EXERCISE GOAL -> Up to and including the line with "2. **Wrong sign", output the records exactly as they appear.

DATA TO EXAMINE ->
[Start of section]
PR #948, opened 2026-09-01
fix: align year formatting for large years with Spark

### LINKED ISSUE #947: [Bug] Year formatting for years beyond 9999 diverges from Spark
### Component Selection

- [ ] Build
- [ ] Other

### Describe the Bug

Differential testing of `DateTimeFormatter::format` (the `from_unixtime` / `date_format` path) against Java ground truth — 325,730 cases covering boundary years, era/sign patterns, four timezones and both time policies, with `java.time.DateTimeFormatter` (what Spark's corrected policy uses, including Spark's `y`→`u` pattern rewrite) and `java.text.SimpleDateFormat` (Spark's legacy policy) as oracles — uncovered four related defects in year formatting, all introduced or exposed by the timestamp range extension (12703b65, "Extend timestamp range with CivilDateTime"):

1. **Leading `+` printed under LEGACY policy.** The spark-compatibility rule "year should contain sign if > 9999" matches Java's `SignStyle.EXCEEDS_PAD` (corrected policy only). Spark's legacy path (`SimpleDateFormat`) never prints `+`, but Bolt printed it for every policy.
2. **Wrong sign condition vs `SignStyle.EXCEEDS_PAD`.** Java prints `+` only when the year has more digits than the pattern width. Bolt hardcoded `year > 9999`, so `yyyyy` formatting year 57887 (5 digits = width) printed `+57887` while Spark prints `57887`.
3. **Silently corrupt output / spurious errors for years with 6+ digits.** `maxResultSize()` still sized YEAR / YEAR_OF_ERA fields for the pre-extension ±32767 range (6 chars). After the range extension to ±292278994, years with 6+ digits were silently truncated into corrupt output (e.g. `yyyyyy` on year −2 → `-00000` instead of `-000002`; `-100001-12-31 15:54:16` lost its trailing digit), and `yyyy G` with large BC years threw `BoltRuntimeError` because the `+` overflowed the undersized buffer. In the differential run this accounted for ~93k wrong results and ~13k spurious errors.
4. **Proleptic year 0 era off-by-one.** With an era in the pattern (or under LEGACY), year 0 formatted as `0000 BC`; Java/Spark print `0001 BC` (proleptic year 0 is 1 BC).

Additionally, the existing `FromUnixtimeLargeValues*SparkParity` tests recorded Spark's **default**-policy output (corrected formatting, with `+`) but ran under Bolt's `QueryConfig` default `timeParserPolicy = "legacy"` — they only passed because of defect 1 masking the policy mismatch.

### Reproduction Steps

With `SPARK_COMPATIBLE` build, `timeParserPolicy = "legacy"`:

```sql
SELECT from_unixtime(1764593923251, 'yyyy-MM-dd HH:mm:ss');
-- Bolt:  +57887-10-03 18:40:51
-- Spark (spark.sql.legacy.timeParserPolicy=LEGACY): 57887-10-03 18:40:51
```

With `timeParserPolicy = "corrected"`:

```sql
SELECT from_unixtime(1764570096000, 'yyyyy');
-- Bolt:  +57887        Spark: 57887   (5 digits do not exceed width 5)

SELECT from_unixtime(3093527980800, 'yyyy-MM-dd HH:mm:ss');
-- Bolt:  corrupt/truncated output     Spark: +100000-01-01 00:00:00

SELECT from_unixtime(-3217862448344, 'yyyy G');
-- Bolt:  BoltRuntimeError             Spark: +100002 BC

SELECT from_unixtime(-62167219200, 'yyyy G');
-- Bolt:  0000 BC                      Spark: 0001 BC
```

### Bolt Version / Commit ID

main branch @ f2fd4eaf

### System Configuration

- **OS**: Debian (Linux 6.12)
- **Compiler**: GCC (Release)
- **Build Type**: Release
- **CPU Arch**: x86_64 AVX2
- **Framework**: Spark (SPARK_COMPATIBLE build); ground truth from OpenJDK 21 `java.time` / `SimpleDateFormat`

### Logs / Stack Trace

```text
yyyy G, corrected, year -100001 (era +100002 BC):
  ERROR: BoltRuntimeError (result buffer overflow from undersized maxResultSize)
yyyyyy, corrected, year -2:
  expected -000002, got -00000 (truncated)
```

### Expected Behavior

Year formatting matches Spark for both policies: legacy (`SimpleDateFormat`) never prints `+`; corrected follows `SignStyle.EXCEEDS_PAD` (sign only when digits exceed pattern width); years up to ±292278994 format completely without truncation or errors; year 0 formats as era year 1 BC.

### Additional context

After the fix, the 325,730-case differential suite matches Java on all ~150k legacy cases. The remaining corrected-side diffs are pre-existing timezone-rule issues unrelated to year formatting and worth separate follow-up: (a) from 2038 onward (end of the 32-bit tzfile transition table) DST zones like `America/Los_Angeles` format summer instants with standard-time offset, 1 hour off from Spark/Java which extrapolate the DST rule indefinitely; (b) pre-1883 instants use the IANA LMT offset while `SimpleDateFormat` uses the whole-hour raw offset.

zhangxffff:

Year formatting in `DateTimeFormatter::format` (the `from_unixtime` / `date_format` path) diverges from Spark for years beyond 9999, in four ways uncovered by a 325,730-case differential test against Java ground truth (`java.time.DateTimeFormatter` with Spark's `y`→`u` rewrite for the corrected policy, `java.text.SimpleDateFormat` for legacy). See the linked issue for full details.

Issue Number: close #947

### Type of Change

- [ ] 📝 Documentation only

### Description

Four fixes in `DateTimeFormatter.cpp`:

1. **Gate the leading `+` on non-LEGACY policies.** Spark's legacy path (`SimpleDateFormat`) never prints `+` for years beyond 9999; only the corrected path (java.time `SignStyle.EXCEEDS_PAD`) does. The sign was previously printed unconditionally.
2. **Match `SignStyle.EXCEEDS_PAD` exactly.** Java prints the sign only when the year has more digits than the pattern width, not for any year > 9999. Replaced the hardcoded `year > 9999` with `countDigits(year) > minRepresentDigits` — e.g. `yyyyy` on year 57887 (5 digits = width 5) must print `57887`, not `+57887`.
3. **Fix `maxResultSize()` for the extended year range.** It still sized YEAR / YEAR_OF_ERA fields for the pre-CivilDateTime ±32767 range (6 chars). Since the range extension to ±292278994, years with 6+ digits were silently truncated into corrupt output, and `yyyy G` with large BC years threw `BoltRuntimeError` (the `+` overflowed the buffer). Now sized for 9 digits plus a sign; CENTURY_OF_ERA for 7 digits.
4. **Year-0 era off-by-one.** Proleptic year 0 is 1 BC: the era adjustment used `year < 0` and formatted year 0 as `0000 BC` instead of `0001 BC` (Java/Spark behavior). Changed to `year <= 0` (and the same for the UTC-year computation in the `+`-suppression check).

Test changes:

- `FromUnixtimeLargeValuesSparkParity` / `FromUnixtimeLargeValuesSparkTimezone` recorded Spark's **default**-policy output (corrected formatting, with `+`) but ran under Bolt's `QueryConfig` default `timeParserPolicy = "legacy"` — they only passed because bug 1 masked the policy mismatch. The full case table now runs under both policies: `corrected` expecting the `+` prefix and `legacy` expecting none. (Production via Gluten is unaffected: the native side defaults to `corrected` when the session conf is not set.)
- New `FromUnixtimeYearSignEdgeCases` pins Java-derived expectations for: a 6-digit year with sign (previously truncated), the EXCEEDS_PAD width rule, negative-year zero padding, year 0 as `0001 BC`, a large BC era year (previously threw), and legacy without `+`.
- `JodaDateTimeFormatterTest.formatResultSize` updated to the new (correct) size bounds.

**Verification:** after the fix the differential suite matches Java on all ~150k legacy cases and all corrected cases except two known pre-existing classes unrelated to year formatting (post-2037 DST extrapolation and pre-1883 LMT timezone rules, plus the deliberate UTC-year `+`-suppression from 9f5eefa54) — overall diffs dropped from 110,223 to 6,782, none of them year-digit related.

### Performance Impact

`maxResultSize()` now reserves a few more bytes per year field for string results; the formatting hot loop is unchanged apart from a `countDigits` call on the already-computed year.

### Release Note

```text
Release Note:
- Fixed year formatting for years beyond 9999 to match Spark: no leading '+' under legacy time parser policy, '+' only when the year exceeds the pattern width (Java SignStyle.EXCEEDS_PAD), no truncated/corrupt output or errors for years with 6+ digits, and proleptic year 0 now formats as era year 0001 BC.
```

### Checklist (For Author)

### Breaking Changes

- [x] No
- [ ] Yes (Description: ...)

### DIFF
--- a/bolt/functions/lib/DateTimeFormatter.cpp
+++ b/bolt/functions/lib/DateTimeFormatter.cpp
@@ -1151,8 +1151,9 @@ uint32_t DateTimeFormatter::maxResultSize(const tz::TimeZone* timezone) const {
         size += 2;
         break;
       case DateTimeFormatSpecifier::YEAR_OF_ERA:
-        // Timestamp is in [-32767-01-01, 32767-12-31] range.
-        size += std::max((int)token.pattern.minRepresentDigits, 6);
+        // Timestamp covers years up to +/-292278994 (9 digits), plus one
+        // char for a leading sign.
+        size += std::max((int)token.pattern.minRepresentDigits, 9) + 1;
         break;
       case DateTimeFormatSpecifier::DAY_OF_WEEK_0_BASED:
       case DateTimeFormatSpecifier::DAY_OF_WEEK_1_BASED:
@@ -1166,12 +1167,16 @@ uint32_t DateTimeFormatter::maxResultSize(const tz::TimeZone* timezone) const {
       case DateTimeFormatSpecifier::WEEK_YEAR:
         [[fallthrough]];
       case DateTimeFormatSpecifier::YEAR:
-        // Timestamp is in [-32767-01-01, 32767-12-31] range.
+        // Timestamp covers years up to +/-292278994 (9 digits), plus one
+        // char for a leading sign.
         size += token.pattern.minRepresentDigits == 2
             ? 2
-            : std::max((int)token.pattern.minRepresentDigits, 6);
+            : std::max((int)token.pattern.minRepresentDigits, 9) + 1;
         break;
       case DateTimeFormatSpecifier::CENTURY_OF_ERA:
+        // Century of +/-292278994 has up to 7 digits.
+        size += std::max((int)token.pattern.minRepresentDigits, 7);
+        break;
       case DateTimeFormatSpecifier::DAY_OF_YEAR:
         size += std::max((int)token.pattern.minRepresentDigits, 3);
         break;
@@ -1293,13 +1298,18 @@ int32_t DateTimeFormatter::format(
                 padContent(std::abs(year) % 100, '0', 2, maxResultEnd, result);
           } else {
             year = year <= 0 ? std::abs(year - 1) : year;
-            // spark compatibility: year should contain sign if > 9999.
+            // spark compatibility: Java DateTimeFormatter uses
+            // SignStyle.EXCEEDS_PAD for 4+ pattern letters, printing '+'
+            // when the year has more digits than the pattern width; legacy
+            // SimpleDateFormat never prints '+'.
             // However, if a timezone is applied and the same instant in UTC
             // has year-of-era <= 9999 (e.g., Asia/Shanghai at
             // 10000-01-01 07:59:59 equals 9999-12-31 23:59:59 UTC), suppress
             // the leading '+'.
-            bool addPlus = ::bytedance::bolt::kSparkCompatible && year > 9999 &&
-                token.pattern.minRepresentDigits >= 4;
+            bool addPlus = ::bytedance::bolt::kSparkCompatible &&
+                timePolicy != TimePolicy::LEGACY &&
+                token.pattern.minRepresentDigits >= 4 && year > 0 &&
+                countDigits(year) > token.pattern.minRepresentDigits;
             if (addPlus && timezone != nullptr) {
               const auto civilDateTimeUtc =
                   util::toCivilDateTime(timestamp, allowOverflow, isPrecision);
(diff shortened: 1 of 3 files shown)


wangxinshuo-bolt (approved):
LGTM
[End of section]
WRITTEN RESPONSE ->
PR #948, opened 2026-09-01
fix: align year formatting for large years with Spark

### LINKED ISSUE #947: [Bug] Year formatting for years beyond 9999 diverges from Spark
### Component Selection

- [ ] Build
- [ ] Other

### Describe the Bug

Differential testing of `DateTimeFormatter::format` (the `from_unixtime` / `date_format` path) against Java ground truth — 325,730 cases covering boundary years, era/sign patterns, four timezones and both time policies, with `java.time.DateTimeFormatter` (what Spark's corrected policy uses, including Spark's `y`→`u` pattern rewrite) and `java.text.SimpleDateFormat` (Spark's legacy policy) as oracles — uncovered four related defects in year formatting, all introduced or exposed by the timestamp range extension (12703b65, "Extend timestamp range with CivilDateTime"):

1. **Leading `+` printed under LEGACY policy.** The spark-compatibility rule "year should contain sign if > 9999" matches Java's `SignStyle.EXCEEDS_PAD` (corrected policy only). Spark's legacy path (`SimpleDateFormat`) never prints `+`, but Bolt printed it for every policy.
2. **Wrong sign condition vs `SignStyle.EXCEEDS_PAD`.** Java prints `+` only when the year has more digits than the pattern width. Bolt hardcoded `year > 9999`, so `yyyyy` formatting year 57887 (5 digits = width) printed `+57887` while Spark prints `57887`.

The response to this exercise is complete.